Robert tragó saliva y se pasó la lengua, blanquecina, por los labios resecos. Se estaba poniendo realmente nervioso.

—Ya sabes cómo funciona esto —dijo con un quejido lastimero. Se dirigía a Semus, que negó con la cabeza.

—En realidad no. Por eso te lo estamos preguntando.

—Recibimos órdenes mediante redes cerradas de comunicación. La ruta cambia, el intervalo de recepción de comunicados varía. Todo es tan aleatorio que ni siquiera nosotros mismos podríamos rastrearnos.

—Vamos a afinar un poco la pregunta —interrumpió Max— porque veo que no vas a llevarnos a donde queremos ir. Y tenemos un poco de prisa. Recuerda que tus amigos nos han dado un plazo muy ajustado o, si no, se pondrán a volar centros de ciudades.

—Yo no…

—No, claro que tú no. Tú, que me acusas de haberme vendido a los poderosos o no sé qué idioteces, te limitas a seguir órdenes aleatorias, ¿verdad?

Max había acercado su rostro al de Robert tanto que podía olerle el aliento. Para evitar cualquier tipo de ataque se había puesto sobre sus pies. Los talones de Max sobre las punteras de los zapatos baratos de Robert. Así no intentaría nada.

—Las envía Randall Grove. Es lo único que sabemos.

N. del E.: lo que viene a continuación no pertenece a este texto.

PR #3510, opened 2024-09-04
fix: hide popup after first close;

ilasw:
## Changes
- update alerts on modal close so the user will not see the popup again;

## Events

## Experiment

## Manual Testing

> [!CAUTION]

### Preview domain
https://fix-recover-modal-keep-show.preview.app.daily.dev

### DIFF
--- a/packages/shared/src/hooks/streaks/useStreakRecover.ts
+++ b/packages/shared/src/hooks/streaks/useStreakRecover.ts
@@ -13,6 +13,7 @@ import { gqlClient } from '../../graphql/common';
 import { useToastNotification } from '../useToastNotification';
 import { useLogContext } from '../../contexts/LogContext';
 import { LogEvent, TargetType } from '../../lib/log';
+import { useAlertsContext } from '../../contexts/AlertContext';
 
 interface UseStreakRecoverProps {
   onAfterClose?: () => void;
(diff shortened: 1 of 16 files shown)


haiderRizvii (approved):

packages/shared/src/hooks/streaks/useStreakRecover.ts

—Eso también lo sabemos nosotros —gruñó Max—. Danos algo nuevo o dile adiós a tus manos. Ahora.

—Nadie sabe dónde está. Nadie lo ha visto en meses. Él mismo borró sus datos de Internet. Ha desaparecido. ¿Le buscáis a él? Pues podéis llamar a una médium, porque es un fantasma.

—No me toques los huevos, Robert. No estoy para bromas.

—No lo encontraréis. A todos los efectos, es como si no existiera.